NPR's Kelly McEvers struggled with intense, unexpected emotions during the Arab Spring, when friends were being kidnapped and worse. It made her wonder, why do otherwise intelligent people risk their lives to report on conflicts?
In early 2011, I started seeing things in slow motion. I cried unpredictably. It was the time of the Arab uprisings. Colleagues and friends were getting kidnapped. Some were getting killed.
But still, I went toward the story. The next year, 2012 was one of the deadliest years on record for journalists. It was a huge hit to the "tribe" of conflict correspondents of which I am a part. These are people who choose to go to war, to put themselves at risk. But we also enjoy the role, the adrenaline, the life. Some of us have children.
As I reported in Bahrain, Yemen, and Syria, I recorded the tear-gassings, the gunfire, the explosions. I also turned the microphone on my own life, recording diaries and seeking advice from doctors, scientists and colleagues. My goal was to answer one question: Why do otherwise intelligent people risk their lives, when they don't have to?
Nearly two years later, in collaboration with independent producer Jay Allison of Transom.org, the result is a documentary radio hour called " Diary of a Bad Year: A War Correspondent's Dilemma."
To understand how many of us persuade ourselves to be conflict correspondents, consider a story. It was told to me by a former British soldier, who now works as a security adviser for media companies. She told me this story as we drove through rebel-held Syria.
She was working with a major news organization in Baghdad, during some of the most violent years of the Iraq War. She was a trained medic, and it soon became clear she needed to order some body bags. Iraq is hot in the summer. The logistics of repatriating a body in wartime were a challenge.

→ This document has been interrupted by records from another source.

PR #2807, opened 2024-10-31
Solution

ab3MN:
[DEMO LINK](https://ab3MN.github.io/react_add-todo-form/)

### DIFF
--- a/src/App.tsx
+++ b/src/App.tsx
@@ -1,14 +1,24 @@
+import { useState } from 'react';
 import './App.scss';
+import { TodoList } from './components/TodoList';
+import TodosForm from './components/TodosForm/TodosForm';
 
-// import usersFromServer from './api/users';
-// import todosFromServer from './api/todos';
+import todosFromServer from './api/todos';
+
+import { ITodo } from './types/todo';
+import todosWithUser from './utils/todo/todosWithUser';
 
 export const App = () => {
+  const [todos, setTodos] = useState<ITodo[]>([...todosFromServer]);
+
+  const addTodo = (todo: ITodo) => setTodos(state => [...state, todo]);
+
   return (
     <div className="App">
       <h1>Add todo form</h1>
-
-      <form action="/api/todos" method="POST">
+      addTodo
+      <TodosForm todos={todos} addTodo={addTodo} />
+      {/* <form action="/api/todos" method="POST">
         <div className="field">
           <input type="text" data-cy="titleInput" />
           <span className="error">Please enter a title</span>
@@ -27,9 +37,9 @@ export const App = () => {
         <button type="submit" data-cy="submitButton">
           Add
         </button>
-      </form>
-
-      <section className="TodoList">
+      </form> */}
+      <TodoList todos={todosWithUser(todos)} />
+      {/* <section className="TodoList">
         <article data-id="1" className="TodoInfo TodoInfo--completed">
           <h2 className="TodoInfo__title">delectus aut autem</h2>
 
@@ -55,7 +65,7 @@ export const App = () => {
             Patricia Lebsack
           </a>
         </article>
-      </section>
+      </section> */}
     </div>
   );
 };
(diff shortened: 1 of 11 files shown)


src/App.tsx
```diff
@@ -1,14 +1,24 @@
...
-// import todosFromServer from './api/todos';
+import todosFromServer from './api/todos';
+
+import { ITodo } from './types/todo';
+import todosWithUser from './utils/todo/todosWithUser';
 
 export const App = () => {
+  const [todos, setTodos] = useState<ITodo[]>([...todosFromServer]);
+
+  const addTodo = (todo: ITodo) => setTodos(state => [...state, todo]);
```
BudnikOleksii, line 14: Looks like this function is redundant

src/App.tsx
```diff
@@ -1,14 +1,24 @@
...
+
   return (
     <div className="App">
       <h1>Add todo form</h1>
-
-      <form action="/api/todos" method="POST">
+      addTodo
+      <TodosForm todos={todos} addTodo={addTodo} />
+      {/* <form action="/api/todos" method="POST">
```
BudnikOleksii, line 21: Remove all comments

BudnikOleksii (changes requested):
Good work 👍 
Let's fix a bug, even a user did nothing they see errors, check the working version for reference:
image

src/components/TodosForm/TodosForm.tsx
```diff
@@ -0,0 +1,102 @@
...
+  };
+
+  const checkTodoFormState = () => {
+    if (!title) {
+      setTitle(null);
+    }
+    if (!userId) {
+      setUserId(null);
+    }
+  };
```
BudnikOleksii, line 34: Why? It doesn't make sense

src/components/TodosForm/TodosForm.tsx
```diff
@@ -0,0 +1,102 @@
...
+    setUserId(+e.target.value);
+
+  return (
+    <form action="/api/todos.ts" method="POST" onSubmit={handleSubmit}>
+      <div className="field">
+        <input
+          type="text"
+          data-cy="titleInput"
+          name="title"
+          value={title !== null ? title : ''}
```
BudnikOleksii, line 67: I have no idea why you do this. Also, if you can use [Nullish coalescing](https://developer.mozilla.org/en-US/docs/Web/JavaScript/Reference/Operators/Nullish_coalescing) operator

src/components/TodosForm/TodosForm.tsx
```diff
@@ -0,0 +1,102 @@
...
+          onChange={handleChangeTitle}
+          placeholder="Enter the title"
+        />
+
+        {title === null && <span className="error">Please enter a title</span>}
```
BudnikOleksii, line 72: Okay, I think I get it. If you do it to handle errors, you can just add a state for the errors and depending on it show an error message. Because it looks strange

BudnikOleksii (changes requested):
Just create a state for errors to show some messages in case of errors.
And maybe you forget to deploy as actually nothing changed and I see errors even I do nothing

src/components/TodosForm/TodosForm.tsx
```diff
@@ -0,0 +1,120 @@
...
+  );
+
+  return (
+    <form action="/api/todos.ts" method="POST" onSubmit={handleSubmit}>
+      <div className="field">
+        <input
+          type="text"
+          data-cy="titleInput"
+          name="title"
+          value={title !== null ? title : ''}
```
BudnikOleksii, line 85:
```suggestion
          value={title}
```
You don't need it now

src/components/TodosForm/TodosForm.tsx
```diff
@@ -0,0 +1,120 @@
...
+        />
+
+        {titleError && <span className="error">Please enter a title</span>}
+      </div>
+
+      <div className="field">
+        <select
+          data-cy="userSelect"
+          name="userId"
+          value={userId !== null ? userId : 0}
```
BudnikOleksii, line 97:
```suggestion
          value={userId}
```

BudnikOleksii (approved):
LGTM 🚀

To put it bluntly, if someone died, she was going to need a place to store his or her body for a few days, while she worked out how to get that body home. But she knew how controversial this would be. So she ordered the bags and hid them at the bureau. Sure enough, a producer stumbled upon the bags.
And freaked out.
The security adviser tried to explain, but the whole situation ended in a row.

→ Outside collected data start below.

PR #2857, opened 2024-12-05
Solution

natalia646:
[DEMO](https://natalia646.github.io/react_add-todo-form/)

### DIFF
--- a/src/components/Form/Form.tsx
+++ b/src/components/Form/Form.tsx
@@ -1,0 +1,74 @@
+import { useState } from 'react';
+import { Todo, User } from '../../types';
+import { getNewId } from '../../utils/getNewId';
+
+import { InputTitle } from './InputTitle';
+import { SelectUser } from './SelectUser';
+
+type Props = {
+  users: User[];
+  todos: Todo[];
+  onAddTodo: (todo: Todo) => void;
+};
+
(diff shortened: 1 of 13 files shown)


src/components/Form/Form.tsx
```diff
@@ -0,0 +1,74 @@
...
+        completed: false,
+        userId,
+        user: users.find(user => userId === user.id),
+      };
+
+      onAddTodo(todo);
+      setTitle('');
+      setUserId(0);
+      setHasTitleError(false);
+      setHasUserIdError(false);
```
BudnikOleksii, line 50: Create a resetting function

src/components/TodoInfo/TodoInfo.tsx
```diff
@@ -1 +1,22 @@
...
+  const { title, id, completed, user } = todo;
+
+  return (
+    <article
+      data-id={id}
+      className={cn('TodoInfo', { 'TodoInfo--completed': completed })}
+    >
+      <h2 className="TodoInfo__title">{title}</h2>
+
+      {user ? <UserInfo user={user} /> : <></>}
```
BudnikOleksii, line 19:
```suggestion
      {user && <UserInfo user={user} />}
```
You don't need to use the ternary operator if you return nothing in the second case

BudnikOleksii (approved):
LGTM 🚀

PR #2862, opened 2024-12-05
add task solution

Andrew77788:
[DEMO LINK](https://Andrew77788.github.io/react_add-todo-form/

### DIFF
--- a/src/components/TodoInfo/TodoInfo.tsx
+++ b/src/components/TodoInfo/TodoInfo.tsx
@@ -1,1 +1,44 @@
-export const TodoInfo = () => {};
+import { Todo } from '../TodoList';
+import { User } from '../UserInfo';
+
+export const TodoInfo = ({
+  todos = [],
+  users,
+}: {
+  todos: Todo[];
+  users: User[];
+}) => {
+  const findUser = (userId: number) => {
+    const us = users.find(user => user.id === userId);
+
+    return (
+      us || {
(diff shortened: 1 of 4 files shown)


src/components/TodoInfo/TodoInfo.tsx
```diff
@@ -1 +1,44 @@
...
+    );
+  };
+
+  return (
+    <>
+      {todos.map(todo => (
+        <article
+          key={todo.id}
+          data-id={todo.id}
+          className={`TodoInfo ${todo.completed ? 'TodoInfo--completed' : ''}`}
```
volodymyr-soltys97, line 30: Use the classnames library for add classes with condition

src/components/UserInfo/UserInfo.tsx
```diff
@@ -1 +1,28 @@
...
+        Choose a user
+      </option>
+      {users.map(user => (
+        <option key={user.id} value={user.id}>
+          {user.name}
+        </option>
+      ))}
+    </>
+  );
+};
```
volodymyr-soltys97, line 28: This component should only accept one user as props, not a whole list.

volodymyr-soltys97 (changes requested):
Good job 👍 
Let's improve your code
1. You need to fix these failed tests, if you need help feel free in the fe_chat 
image

2. Add the label text for inputs 
image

"This is the crux of the problem," she later told me. "As a soldier, I'm prepared for death. I have to be. I have my will in order, I know exactly what my insurance will cover, I have written that letter to my family — just in case. I make no pretense about the fact that this work could end in death."
"You people?" she said, referring to journalists. "You are all in denial."
It's a story that rings true. Every time I go into a dangerous situation, I try to think of the consequences, but I also have an air of invincibility involved. "There's no way that could happen to me," I often tell myself. "I'll be smarter than that guy was."
This is why when a journalist dies in conflict, we are outraged. We are furious that they died. We ask for investigations and inquiries. While I know this might be a controversial thing to say, perhaps our anger is misplaced. Perhaps we should all be willing to accept that if a reporter is going into conflict, that reporter might die?
Perhaps instead of pretending this could never happen, we should assume it will happen. We should prepare ourselves. Making this piece was about my own journey, my own decisions, but I also hope it will help the next shift of conflict correspondents, who are going into this for the first time.